Javidnia formalizes the concept, proves that 'tree-supported propagation' is always achievable, and identifies 'cycle consistency' as the critical criterion for determining if a locally observed feature can be globalized. This leads to a taxonomy distinguishing 'tree-local,' 'globalizable,' and 'twisted' sections, with 'twisted' sections capturing meanings that are locally coherent but obstructed from forming a single global vector due to 'holonomy'—a geometric property where parallel transport around a loop doesn't return to the starting point. The researcher then develops a practical pipeline for discovering and certifying these sections using seeded propagation, synchronization, and cycle-aware taxonomy.

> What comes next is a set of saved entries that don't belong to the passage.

PR #706, opened 2025-01-15
InstantSearch migration

royduin:
[ReactiveSearch](https://www.reactivesearch.io/) is within Rapidez from day 1, but the current status is unclear and there [isn't much activity on Github](https://github.com/appbaseio/reactivesearch/graphs/contributors). We choose this as Magento requires [Elasticsearch](https://github.com/elastic/elasticsearch) / [OpenSearch](https://github.com/opensearch-project/OpenSearch), so no additional requirements.

In the past we've worked with [InstantSearch](https://github.com/algolia/instantsearch) from [Algolia](https://www.algolia.com) which supports more search engines which is a good alternative and it integrates with multiple search engines:

- [Meilisearch](https://www.meilisearch.com/) ([plugin](https://github.com/meilisearch/meilisearch-js-plugins))
- [Typesense](https://typesense.org/) ([adapter](https://github.com/typesense/typesense-instantsearch-adapter))
- [Elasticsearch](https://www.elastic.co/elasticsearch) ([searchkit](https://www.searchkit.co/))

With this migration; we could migrate to [Laravel Scout](https://laravel.com/docs/11.x/scout) so we can get rid of our custom indexer, use a first party Laravel package, get batch imports out-of-the-box and more advantages. Laravel Scout also supports multiple search engines; Algolia, Meilisearch and Typesense out-of-the-box. There are some custom drivers for Elasticsearch:

- [matchish/laravel-scout-elasticsearch](https://github.com/matchish/laravel-scout-elasticsearch)
- [Jeroen-G/Explorer](https://github.com/Jeroen-G/Explorer)
- [babenkoivan/elastic-scout-driver](https://github.com/babenkoivan/elastic-scout-driver)

This current proof of concept is using Meilisearch, but I'm not yet convinced as locally (on a M1) I can't get it faster than 300ms where Elasticsearch responds within 50ms. Not sure yet how easy it is to switch between engines; maybe it will be configurable with Elasticsearch as default; so you can use the same infrastructure.

To be continued 🚀 

Oh and yes; we're also going to migrate to Vue 3; but after this within a separated PR.

---

**Update: Switched to Elasticsearch using Searchkit**. Performance is back to what we're used to and within the core (but also within some projects) custom query DSL is used; so sticking to Elasticsearch is preferred.

PR #734, opened 2025-02-14
[Instantsearch] Scout indexing products & categories

Jade-GG:
Requires [this patch](https://github.com/matchish/laravel-scout-elasticsearch/pull/298) for the products to index properly. Without it, only the first 500 products get indexed.

This PR introduces a generic version of the `Searchable` trait that we can put onto any Eloquent model to make it indexable by Scout, as well as some generic functions that can be hooked into to filter/query the data to your liking. This also replaces the indexer commands with one generic `IndexCommand`.

A few notes:

- The base Rapidez models will automatically get detected as a Scout model---any others need to be added into the `indexer.php` config file under `extra_models`. Is this the best way to go?
- I've kept function names as is, however it might be useful to change them. For example, `makeAllSearchableUsing()` might be better if we call a new function inside it called something like `searchableQuery()`
- We don't have some sort of initialization function before indexing, so I've put the `maxPositions` and `categories` variables for the Product model into Cache with the `array` driver. There may be a cleaner way to do this.
- I didn't touch any of the actual code that was already inside of the IndexProductsCommand for now to make sure we keep feature parity, but the `withCategories` function can probably be refactored?
- The `Category` model had a weird custom primary key name set which broke Scout. I couldn't find anything that this was actually used for, so I restored it back to what it should be.
- I've put the index prefix inside of the ConfigComposer's `getConfig()` function. I'm not sure if this is the best way to do this.


src/Commands/IndexCommand.php
```diff
@@ -0,0 +1,51 @@
...
+
+        IndexBeforeEvent::dispatch($this);
+
+        foreach ($stores as $store) {
+            Rapidez::setStore($store);
+
+            $this->line('Store: ' . $store['name']);
+
+            foreach ($types as $type => $model) {
+                config()->set('rapidez.index', $type);
```
indykoning, line 41: Is it possible to infer this from the model itself? It would save us from setting this value which thanks to your changes doesn't seem needed anymore.

Perhaps a function that reads from an empty model variable/constant, which if it's not set [Str::snake()](https://laravel.com/docs/master/strings#method-snake-case) on the class name

royduin: That's also an option; currently we do this differently on multiple places, for example:

- The category index is defined here: https://github.com/rapidez/core/pull/735/files#diff-694b39ded25e81aa9cfa9de2b404533c0f924a4919b0f68b38aebfb0741ff68fR1 which is using this config: https://github.com/rapidez/core/pull/735/files#diff-fe38fec1955243f9e20c1cdc08b64167096d11ee224c3c86fc8e4f4671750a51R64
- For the products we've this: https://github.com/rapidez/core/pull/706/files#diff-b30cee12bf5e6816f22522e4ab112a4dc162789811fdcd04c7df321dcb438dbbR132 which can be used in the frontend with `config.index`

resources/views/components/listing.blade.php
```diff
@@ -14,7 +14,7 @@
             label: window.config.translations.newest,
             field: 'created_at',
             order: 'desc',
-            value: config.index+'_created_at_desc',
+            value: config.index_prefix + '_products_' + config.store + '_created_at_desc',
```
royduin, line 17:
```suggestion
            // TODO: Extract this somewhere?
            value: config.index_prefix + '_products_' + config.store + '_created_at_desc',
```

src/Models/Product.php
```diff
@@ -253,4 +256,103 @@ public static function exist($productId): bool
...
+
+        $data['positions'] = $product->categoryProducts
+            ->pluck('position', 'category_id')
+            // Turn all positions positive
+            ->mapWithKeys(fn ($position, $category_id) => [$category_id => $maxPositions[$category_id] - $position]);
+
+        return $data;
+    }
+
+    public function withCategories(array $data): array
```
royduin, line 310:
```suggestion
    // TODO: With this and all methods above this model
    // is getting pretty big... can we move this?
    public function withCategories(array $data): array
```

src/Models/Traits/Searchable.php
```diff
@@ -0,0 +1,60 @@
...
+
+    public function searchableAs(): string
+    {
+        if (! config('rapidez.index')) {
+            throw new Exception('Do not use Scout directly. Please use `php artisan rapidez:index`.');
+        }
+
+        return implode('_', array_values([
+            config('scout.prefix'),
+            config('rapidez.index'),
```
royduin, line 46:
```suggestion
            // TODO: Maybe use the model name here?
            config('rapidez.index'),
```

Applied to layer-16 atlases of popular models like Meta's Llama 3.2 3B Instruct, Alibaba's Qwen 2.5 3B Instruct, and Google's Gemma 2 2B IT, the method revealed nontrivial populations of all three section types. Crucially, the experiments demonstrated that 'semantic identity'—recognizing when two local activations belong to the same underlying feature—is poorly recovered by standard metrics like raw cosine similarity between global vectors. Even certified 'globalizable' sections showed low cross-context similarity, and baseline similarity methods recovered only a small fraction of true matches. In contrast, the section-based method achieved perfect identity recovery on certified supports, strongly supporting the new ontology as more accurate for interpreting modern AI models.

Key Points
  • Introduces 'semantic sections' as a new feature ontology, arguing global vector definitions fail in obstructed spaces.
  • Formalizes sections, proves tree propagation is realizable, and uses cycle consistency to classify features as tree-local, globalizable, or twisted.
  • Tests on Llama 3.2, Qwen 2.5, and Gemma 2 show the method perfectly recovers semantic identity where raw vector similarity collapses.

Why It Matters

Provides a more accurate framework for interpreting AI models, which is crucial for improving safety, reliability, and understanding model failures.